The Amazing Meals of Martha Maloney
Margaret Wild & Dan Wild
Walker Books, 2021
25pp., hbk., RRP $A25.99
Martha Maloney is on an excursion with her class to the Museum of Famous People – it’s a visit she has looked forward to all term because she has a unique way of exploring the life and times of those who have gone before. Although her long-suffering teacher Mrs Souza warns her that “eating and drinking is absolutely, totally forbidden here”, Martha doesn’t hear a word because she is off having meals with the various folks she finds -King Henry VIII, Princess Marie Antoinette, Queen Nefertiti , Emperor Claudius, and Emperor Puyi travelling not only through time but also countries.
Accompanying the spectacular illustrations is a commentary by Martha about the person and the banquet she finds herself at as well as the menu and fascinating endnotes that give a few facts about her host and the food of the time, all held together by the increasingly overwhelmed Mrs Souza who, as any teacher knows finds keeping lids together on an excursion is like the proverbial herding cats.

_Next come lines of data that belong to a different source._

PR #248, opened 2020-03-31
Feature/tarball downloads

Dreznel:
I could clean this up a bit more, but I figured I'll submit it for commentary first. 

This feature adds the ability to specify remote tarballs for "AdditionalPackage"  installation.

### DIFF
--- a/cmd/clean.go
+++ b/cmd/clean.go
@@ -48,11 +48,12 @@ func clean(cmd *cobra.Command, args []string) error {
 	}
 	if cleanAll {
 		fmt.Println("Cleaning all.")
-		err = cleanCacheFolders()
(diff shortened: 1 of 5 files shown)


Dreznel:
Big things to note are:

- We use the cache as more of a working tmp directory than an actual cache.
- All Tarballs are downloaded into a special folder in the cache so that they can be easily cleared on a `pkgr clean` command.
- Tarballs are downloaded as part of the `pkgr plan` operation. I don't think we can get around this.
- Any hashing I'm doing is probably unnecessary, but it makes me feel a little safer knowing that we'll never accidentally try to install the wrong tarball just because something else was already in the cache with the same name. This -shouldn't- happen either way, since we redownload/re-unpack tarballs every time.

PR #249, opened 2020-03-31
Fix/linux env bug

Dreznel:
addresses #246


Dreznel:
Need to update unit tests, and I still wanted to try out what using Library instead of a temp folder would look like.

PR #260, opened 2020-04-28
Addressing Tarball-Read-Order bug

### LINKED ISSUE #259: Some tarballs can't be unpacked by pkgr
As it turns out, the method we use for unarchiving Tarballs (for "additional package" installation specifically) will sometimes fail. 

For some tarballs, the first item read from a gzip Stream is _not_ the root directory of the archive. That means that pkgr tries to unpack files into a directory that it hasn't bothered to create yet, thus causing an error. 

To fix this, we're going to strip out our custom unarchiving code and use https://github.com/mholt/archiver instead.

Dreznel:
fixes #259

Merging to release 1.0 for review purposes only. We haven't back-merged the hardened release into dev yet, but once that is done, we should merge this fix into dev and cut another release.


dpastoor:
adjusted after merging

PR #271, opened 2020-06-08
Add Linux binary support, RepoType, RepoSuffix to pkgr

evol262:
To support RSPM like repositories and binary builds of CRAN repos, we can make the following changes to pkgr:

Add a "RepoType" customization which allows CRAN (default), MPN, or RSPM

If it's an MPN repo and we're running on a supported version of Linux, try to get Linux binaries. To make this path configurable, there is an optional RepoSuffix field which can be used to customize the URI.

As an initial step to all of this, add a drone config and some basic tests for CI

In general, reviewing this makes it obvious that there are far too many similar/identical structs spread across packages with different initializations, making it difficult to determine which struct you are actually working with and makes changes unnecessarily complicated (cmd -> configlib -> cran -> repodb just to add these types, with multiple RepoConfig structs which aren't identical. Why not just have one which has everything we need and pass by reference instead of "RepoConfig | RepoDb | RepoURL", where some or all fields may be the same, but don't hold the same values, where we could instead have RepoDb nested under RepoConfig, and RepoURL as plain fields


cran/repodb.go
```diff
@@ -87,12 +92,15 @@ func (repoDb *RepoDb) Hash(rVersion string) string {
...
-func GetPackagesFileURL(r RepoURL, st SourceType, rv RVersion) string {
+func GetPackagesFileURL(r *RepoDb, st SourceType, rv RVersion) string {
 	if st == Source {
-		return fmt.Sprintf("%s/src/contrib/PACKAGES", strings.TrimSuffix(r.URL, "/"))
+		return fmt.Sprintf("%s/src/contrib/PACKAGES", strings.TrimSuffix(r.Repo.URL, "/"))
 		// TODO: fix so isn't hard coded to 3.5 binaries
 	}
-	return fmt.Sprintf("%s/bin/%s/contrib/%s/PACKAGES", strings.TrimSuffix(r.URL, "/"), cranBinaryURL(rv), rv.ToString())
+	if r.RepoSuffix != "" {
+		return fmt.Sprintf("%s/bin/%s/PACKAGES", strings.TrimSuffix(r.Repo.URL, "/"), r.RepoSuffix)
```
dpastoor, line 101: I don't think this is sufficient as a suffix - I see Suffix as truly being an additional component of the fully qualified "linux binary url" 

```
<uri>/bin/linux/<distro>/<reposuffix>/contrib/<rversion>/<pkg>_<version>_R_<platform>.tar.gz
```

In addition, if we do drop the linux/distro stuff, there still should be some differentiation around R versions to provide some consistency and make sure pkgr continues to operate in the multiple R version environment smoothly without having to manually set R Version numbers in the Suffix itself

For example, valid suffix examples might be:

```
20.03
metworx/20.06
```

```
/bin/linux/ubuntu/bionic/20.03/contrib/3.6
/bin/linux/ubuntu/bionic/20.03/contrib/4.0
/bin/linux/ubuntu/bionic/metworx/20.03/contrib/3.6
/bin/linux/ubuntu/bionic/metworx/20.06/contrib/4.0
```

cran/repodb.go
```diff
@@ -31,10 +31,15 @@ func NewRepoDb(url RepoURL, dst SourceType, rc RepoConfig, rv RVersion) (*RepoDb
 		repoDatabasePointer.DefaultSourceType = rc.DefaultSourceType
 	}
 
-	if SupportsCranBinary() {
+	if SupportsCranBinary() && rc.RepoType == MPN {
```
dpastoor, line 34: as discussed on slack - this causes mac/windows binaries to not acquire binaries - see #272 or #273 for alternative implementation(s)

cran/utils.go
```diff
@@ -87,3 +129,37 @@ func RepoURLHash(r RepoURL) string {
...
+	//os-release doesn't consistently quote variables, so we need to manipulate it a little bit
+	configData, err := ioutil.ReadFile("/etc/os-release")
+
+	//Find all unquoted strings and quote them
+	re := regexp.MustCompile(`(.*?=)([^"].*)`)
+	fixedConfig := re.ReplaceAll(configData, []byte("${1}\"${2}\""))
+
+	//Let viper map it in otherwise it defaults to yaml
+	//Don't pollute the global viper instance or we'll segfault later trying to read pkgr.yml
+	vp := viper.New()
```
dpastoor, line 147: I'm uncertain why the use of viper vs just using the toml unmarshaller directly? 

```
	re := regexp.MustCompile(`(.*?=)([^"].*)`)
	osRel, err := ioutil.ReadFile("os-release")
	if err != nil {
		panic(err)
	}
	fixedConfig := re.ReplaceAll(osRel, []byte("${1}\"${2}\""))
	osr := OsRelease{}
	err = toml.Unmarshal(fixedConfig, &osr)
	if err != nil {
		log.Fatal("could not unmarshall /etc/os-release with err: %v", err)
	}
```

cran/repodb.go
evol262: Let's go with #273. Conflict is resolved (and we keep the rversion and /contrib in another patch in this branch)

cran/utils.go
evol262: TOML unmarshaling is less flexible than Viper (which modifies it somewhat), and /etc/os-release fields are not consistent across distros, which is why there are some pointers (for nullable fields)

PR #272, opened 2020-06-11
fix: altering NewRepoDb function to use separate conditions for CRAN-…

Dreznel:
…binaries and Linux Binaries.

Also fixing a broken unit test.

## Problem
I ran into a bug where pkgr would not install binaries for R3.6 on MacOS (Mojave). After looking into it, I believe the changed in this PR is the culprit.

I have confirmed that the changes fix _my_ issue on Mac, but I have not yet re-tested the RepoType behavior.

Feel free to merge this PR or make your own version of the changes as you see fit!


Dreznel:
I have confirmed that RepoType: MPN still works after this code change.

PR #273, opened 2020-06-11
refactor: binary logic

dpastoor:
Simplification to map the logic around just generalized "does it support binaries" instead of CranBinary specifically


evol262:
Looks good to me. Let's go this way instead of the other

PR #295, opened 2020-09-21
fix: attempt ignore if Path set for custom package version

dpastoor:


dpastoor (commented):
merging this down - tests are incomplete to new changes however not fully fleshed anyway

PR #309, opened 2020-11-12
METWORX-202 Strip conda from the front of the path if present

evol262:
Since R uses its own compiler/linker configuration, we have the
option of modifying Renviron and Makeconf, but this is not a 100%
reliable solution for mitigating problems.

Conda ships more or less as a complete chroot including system
utilities, and its own version of many libraries. We should not
let Conda override this, so strip it from the path instead. For
configurability, add an option to let users preserve this
(possible that it will never be used, but it's there)

### DIFF
--- a/rcmd/configure.go
+++ b/rcmd/configure.go
@@ -55,6 +55,10 @@ func configureEnv(sysEnvVars []string, rs RSettings, pkg string) []string {
 				continue
 			}
 			if evs[0] == "PATH" {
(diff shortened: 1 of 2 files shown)


dpastoor:
Closing this out - it was determined that as long as conda was not first on the path, the installation would proceed fine and thus this workaround was not needed.

As a solution this felt too magical and tied to metworx's conda configuration as well, rather than a general solution.

PR #331, opened 2021-01-07
Feature/2.0.2 validation

Dreznel:


dpastoor (approved):
I will merge this for the code changes, but we need to clean up whats in the local db's for testing badly, the checked in files are binary compiled mac versions, which is not ideal. We've discussed a significant cleanup anyway so we'll live with it as is for now

dpastoor:
actually i'm not sure why this was pointing to helper/large-file-commit,and why that isn't associated with a PR @Dreznel ?

Dreznel:
My apologies,

When we were validating in January, I made a branch to make tweaks and such to the automated & integration tests, but that ended up with me having to add packages that were compatible with R4.0. I made the "helper" branch to hold those changes separately just so I could easily see the diffs (at first) as I continued making changes to the testing files. Looks like this branch ended up growing a bunch too, but splitting them out was useful at the time.

It was my intent that this branch be pointed towards develop before merging, at which point it would have already included all of the changes from helper/large-file-commit anyway. That's why you didn't see a PR for the "helper" branch.

As for why we're using binaries, in some cases that's because I wanted to test things related to pkgr's default behavior/pkgr's ability to install binaries specifically. In other cases, it's probably just an oversight, or the result of taking the path of least resistance for getting things runnable locally for me.

dpastoor:
ok lets merge this down then - can you create a pr from this branch into develop and i'll pull it in. thanks for the context

PR #170, opened 2019-10-25
Nicolette is resigning from the moderation team 😢

carols10cents:


matthieu-m:
I find it sad to see her name completely removed.

Should there be an alumni section to acknowledge past members of the teams and their contributions?

pietroalbini:
Well, we have an alumni team.

carols10cents:
OOPS! Fix incoming to move Nicolette to Alumni instead!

So far this review year, there has been a thread of discovering history – Our Country: Ancient Wonders; BANG! The Story of How Life on Earth Began; Earth is Big; Australian Backyard Explorer; and The History of Everywhere , each giving a different perspective and offering ways to help our students explore times past through their various lenses and interests. The Amazing Meals of Martha Maloney continues this trend offering a new way to investigate a people and their times, either expanding on those offered by the creators or by selecting someone at a different time who interests them. They could even compare the tables of the rich and famous of the time with those of the ordinary people, investigating the choices and the differences; compare the banquet of Henry VIII to that of Emperor Puyi and examine the menu’s variety and what were considered delicacies where while comparing them to a similar occasion here… For those wanting a more modern and immediate focus they could compare what were considered festive foods in the time of their great-grandparents to what they eat (in the 50s, roast chicken was the Christmas table treat) and perhaps even develop an extra entry for the book based on a 21st century treat. They could investigate the food of their classmates and how it varies from what their own dinner table looks like, perhaps even culminating in an international food fest and recipe book!
If we consider food to be the essential common denominator across time and place, there is endless inspiration in this unique book that I believe will feature in many awards lists this year.